On playing Poonguzhali in "Ponniyin Selvan," Aishwarya Lekshmi says: Never imagined I'd experience this kind of love


Aishwarya Lekshmi claims she was taken aback by the adulation she received for portraying Poonguzhali in Mani Ratnam's “Ponniyin Selvan” considering how little screen time she receives.

Lekshmi plays a “fierce” boat lady in the two-part tale, which is inspired on the wildly successful 1955 Tamil books of the same name by novelist Kalki Krishnamurthy.

“I never anticipated that my character would be liked, welcomed, or respected in this way. Since they are all celebrities, I anticipated that the movie would do well and that each character would succeed. I also anticipated basking in their success. I never anticipated experiencing such affection. Everywhere I go, I sense love, Lekshmi said in an interview with PTI.

“Despite not having much on-screen time, my character Poonguzhali was a fully realised character in her own right. She undertakes all the required physical labour and is courageous and furious, the speaker said.

The movie follows the life of Arulmozhivarman (Jayam Ravi), one of the most powerful kings in the south who later rose to become the great Chola emperor Rajaraja Chola I, and stars Vikram, Aishwarya Rai Bachchan, Karthi, Trisha, Shobhita Dhulipala, and Prakash Raj.

Lekshmi said that, despite the size of her part, she was just honoured to have been in a Ratnam film.

“I consider it an honour to have had the opportunity to portray Poonguzhali since the book “Ponniyin Selvan” by Kalki's readers described the character as an icon. I'm happy I got to portray her. Lekshmi, widely known for “Mayaanadhi,” “Varathan,” and “Jagame Thandhiram,” expressed her gratitude for the opportunity to work in Mani Ratnam sir's film.

The 31-year-old performer, who has experience performing in Malayalam, Tamil, and Telugu, said all of her roles have the trait of being “capable of rising to the occasion.”

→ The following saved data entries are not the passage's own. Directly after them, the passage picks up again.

PR #6795, opened 2022-08-18
sinkv2(ticdc): move mysql config into sink pkg

hi-rustin:

- Move kafka into sink pkg

- Move MySQL config into pkg

#### Tests 

 - Unit test

No
No
### Release note 

```release-note
None
```


cdc/sinkv2/eventsink/txn/mysql/mysql_test.go
```diff
@@ -663,18 +620,15 @@ func TestMysqlSinkNotRetryErrDupEntry(t *testing.T) {
...
-	sinkOpts.dmlMaxRetry = 1
-
 	ctx, cancel := context.WithCancel(context.Background())
 	defer cancel()
 	changefeed := "test-changefeed"
 	sinkURI, err := url.Parse("mysql://127.0.0.1:4000/?time-zone=UTC&worker-count=1&safe-mode=false")
 	require.Nil(t, err)
-	sink, err := NewMySQLBackend(ctx, model.DefaultChangeFeedID(changefeed), sinkURI, sinkOpts)
+	sink, err := NewMySQLBackend(ctx, model.DefaultChangeFeedID(changefeed), sinkURI,
+		config.GetDefaultReplicaConfig(), mockDBInsertDupEntry)
```
hicqu, line 629: `dmlMaxRetry` is customed above.

pkg/sink/mysql/config.go
```diff
@@ -0,0 +1,314 @@
...
+	defaultTiDBTxnMode                = txnModeOptimistic
+	defaultBatchReplaceEnabled        = true
+	defaultBatchReplaceSize           = 20
+	defaultReadTimeout                = "2m"
+	defaultWriteTimeout               = "2m"
+	defaultDialTimeout                = "2m"
+	defaultSafeMode                   = true
+	defaultTxnIsolationRC             = "READ-COMMITTED"
+	defaultCharacterSet               = "utf8mb4"
+	defaultDMLMaxRetry         uint64 = 8
```
hicqu, line 58: `defaultDMLMaxRetry` isn't a generic option for both `txn.MySQLBackand` and `ddl.MySQLBackend`. If we must seperate `MySQLBackend` into 2 things, I prefer to move `defaultDMLMaxRetry` into `cdc/sinkv2/eventsink/txn/...`.

hi-rustin: How about rename it to defaultExectueMaxRetry?

cdc/sinkv2/eventsink/txn/mysql/mysql_test.go
hi-rustin: I moved it to bottom. Because it only for test, so I think it's ok. We have no way to custom it before we create the sink.

pkg/sink/mysql/config.go
hicqu: Seems DDL and DML uses different `maxRetry`.

hi-rustin: Good catch. Updated.

hicqu (approved):

hicqu:
LGTM. Thank you!

hi-rustin (commented):
Self check.

nongfushanquan (approved):

PR #6807, opened 2022-08-19
sinkv2(ticdc): add MySQL DDL sink

hi-rustin:

- Add MySQL DDL sink.
- Add tests

#### Tests 

 - [x] Unit test

No
No
### Release note 

```release-note
None
```

### DIFF
--- a/cdc/sinkv2/ddlsink/factory/factory.go
+++ b/cdc/sinkv2/ddlsink/factory/factory.go
@@ -22,9 +22,11 @@ import (
 	"github.com/pingcap/tiflow/cdc/sinkv2/ddlsink/blackhole"
 	"github.com/pingcap/tiflow/cdc/sinkv2/ddlsink/mq"
 	"github.com/pingcap/tiflow/cdc/sinkv2/ddlsink/mq/ddlproducer"
+	"github.com/pingcap/tiflow/cdc/sinkv2/ddlsink/txn"
 	"github.com/pingcap/tiflow/pkg/config"
 	cerror "github.com/pingcap/tiflow/pkg/errors"
 	"github.com/pingcap/tiflow/pkg/sink"
+	pmysql "github.com/pingcap/tiflow/pkg/sink/mysql"
 )
 
 // New creates a new ddlsink.DDLEventSink by schema.
@@ -38,13 +40,14 @@ func New(
 		return nil, err
 	}
 	schema := strings.ToLower(sinkURI.Scheme)
-	// TODO: add more sink factory here.
 	switch schema {
 	case sink.KafkaSchema, sink.KafkaSSLSchema:
 		return mq.NewKafkaDDLSink(ctx, sinkURI, cfg,
 			kafka.NewAdminClientImpl, ddlproducer.NewKafkaDDLProducer)
 	case sink.BlackHoleSchema:
 		return blackhole.New(), nil
+	case sink.MySQLSSLSchema, sink.MySQLSchema, sink.TiDBSchema, sink.TiDBSSLSchema:
+		return txn.NewMySQLDDLSink(ctx, sinkURI, cfg, pmysql.CreateMySQLDBConn)
 	default:
 		return nil,
 			cerror.ErrSinkURIInvalid.GenWithStack("the sink scheme (%s) is not supported", schema)
--- a/cdc/sinkv2/ddlsink/factory/factory.go
+++ b/cdc/sinkv2/ddlsink/factory/factory.go
@@ -22,7 +22,7 @@ import (
 	"github.com/pingcap/tiflow/cdc/sinkv2/ddlsink/blackhole"
 	"github.com/pingcap/tiflow/cdc/sinkv2/ddlsink/mq"
 	"github.com/pingcap/tiflow/cdc/sinkv2/ddlsink/mq/ddlproducer"
-	"github.com/pingcap/tiflow/cdc/sinkv2/ddlsink/txn"
+	"github.com/pingcap/tiflow/cdc/sinkv2/ddlsink/mysql"
 	"github.com/pingcap/tiflow/pkg/config"
 	cerror "github.com/pingcap/tiflow/pkg/errors"
 	"github.com/pingcap/tiflow/pkg/sink"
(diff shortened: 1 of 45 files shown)


cdc/sinkv2/ddlsink/txn/mysql_ddl_sink.go
```diff
@@ -0,0 +1,200 @@
...
+			return err
+		}
+
+		return tx.Commit()
+	})
+	if err != nil {
+		return cerror.WrapError(cerror.ErrMySQLTxnError, err)
+	}
+
+	log.Info("Exec DDL succeeded", zap.String("sql", ddl.Query),
```
nongfushanquan, line 172: if the time used exceed a value , it's better to record the information for investigation later

hi-rustin: Added. Thanks!

cdc/sinkv2/ddlsink/txn/mysql_ddl_sink.go
```diff
@@ -0,0 +1,206 @@
...
+// You may obtain a copy of the License at
+//
+//     http://www.apache.org/licenses/LICENSE-2.0
+//
+// Unless required by applicable law or agreed to in writing, software
+// distributed under the License is distributed on an "AS IS" BASIS,
+// See the License for the specific language governing permissions and
+// limitations under the License.
+
+package txn
```
liuzix, line 14: Is it better if this file is put into a different package?

cdc/sinkv2/ddlsink/txn/mysql_ddl_sink.go
```diff
@@ -0,0 +1,206 @@
...
+		if _, err = tx.ExecContext(ctx, ddl.Query); err != nil {
+			if rbErr := tx.Rollback(); rbErr != nil {
+				log.Error("Failed to rollback", zap.String("sql", ddl.Query),
+					zap.String("namespace", m.id.Namespace),
+					zap.String("changefeed", m.id.ID), zap.Error(err))
+			}
+			return err
+		}
+
+		return tx.Commit()
```
liuzix, line 167:
```suggestion
		return errors.Trace(tx.Commit())
```

cdc/sinkv2/ddlsink/txn/mysql_ddl_sink.go
hi-rustin: Renamed it to mysql.

cdc/sinkv2/ddlsink/txn/mysql_ddl_sink.go
hi-rustin: Good catch!

cdc/sinkv2/ddlsink/factory/factory.go
```diff
@@ -38,13 +40,14 @@ func New(
...
 	schema := strings.ToLower(sinkURI.Scheme)
-	// TODO: add more sink factory here.
 	switch schema {
 	case sink.KafkaSchema, sink.KafkaSSLSchema:
 		return mq.NewKafkaDDLSink(ctx, sinkURI, cfg,
 			kafka.NewAdminClientImpl, ddlproducer.NewKafkaDDLProducer)
 	case sink.BlackHoleSchema:
 		return blackhole.New(), nil
+	case sink.MySQLSSLSchema, sink.MySQLSchema, sink.TiDBSchema, sink.TiDBSSLSchema:
+		return mysql.NewMySQLDDLSink(ctx, sinkURI, cfg, pmysql.CreateMySQLDBConn)
```
hicqu, line 50: How about remove parameter `pmysql.CreateMySQLDBConn`?

cdc/sinkv2/ddlsink/mysql/mysql_ddl_sink.go
```diff
@@ -0,0 +1,206 @@
...
+	// We use it to record the DDL count.
+	statistics *metrics.Statistics
+}
+
+// NewMySQLDDLSink creates a new mysqlDDLSink.
+func NewMySQLDDLSink(
+	ctx context.Context,
+	sinkURI *url.URL,
+	replicaConfig *config.ReplicaConfig,
+	dbConnFactory pmysql.Factory,
```
hicqu, line 62: I prefer to remove the parameter. And we can add a new function `newMySQLDDLSink` for tests if necessary.

cdc/sinkv2/ddlsink/mysql/mysql_ddl_sink.go
```diff
@@ -0,0 +1,206 @@
...
+
+	db, err := dbConnFactory(ctx, dsnStr)
+	if err != nil {
+		return nil, err
+	}
+
+	m := &mysqlDDLSink{
+		id:         changefeedID,
+		db:         db,
+		statistics: metrics.NewStatistics(ctx, sink.TxnSink),
```
hicqu, line 84: It's better to use a sub-context `ctx1, cancel = context.WithCancel(ctx)`, and call `cancel` when close the sink.

hicqu:
Rest LGTM. @hi-rustin thank you!

cdc/sinkv2/ddlsink/mysql/mysql_ddl_sink.go
hi-rustin: It will be canceled at:
```go
func (s *ddlSinkImpl) close(ctx context.Context) (err error) {
	s.cancel()
	if s.sinkV1 != nil {
		err = s.sinkV1.Close(ctx)
	} else {
		err = s.sinkV2.Close()
	}
	if s.syncPointStore != nil {
		err = s.syncPointStore.Close()
	}
	s.wg.Wait()
		return err
	}
	return nil
}
```

cdc/sinkv2/ddlsink/factory/factory.go
hi-rustin: I think this is acceptable because it is the internal method. And kafka does the same thing. Creating a new constructor would allow us to maintain the exact same code every time.

cdc/sinkv2/ddlsink/mysql/mysql_ddl_sink.go
hi-rustin: See: https://github.com/pingcap/tiflow/pull/6807#discussion_r950029311

cdc/sinkv2/ddlsink/factory/factory.go
hi-rustin: The ability to walk the real code path during testing is also a major advantage of this approach.

hi-rustin: We got tons of config processes in the constructor, so if we can walk these codes it would be better. And we only need to maintain one copy of the code.

nongfushanquan (approved):

hicqu (approved):

hi-rustin:
/merge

“I have had the good fortune to play powerful characters in every language I have worked in—more than strong, extremely well-written characters. I believe there are certain similarities among them all, including the fact that they have all overcome challenges.

“However, since the state's culture is important, there are cultural distinctions between each character. I'd like to think that commonality triumphs over distinction,” she remarked.

Last week, “Ponniyin Selvan II” was released.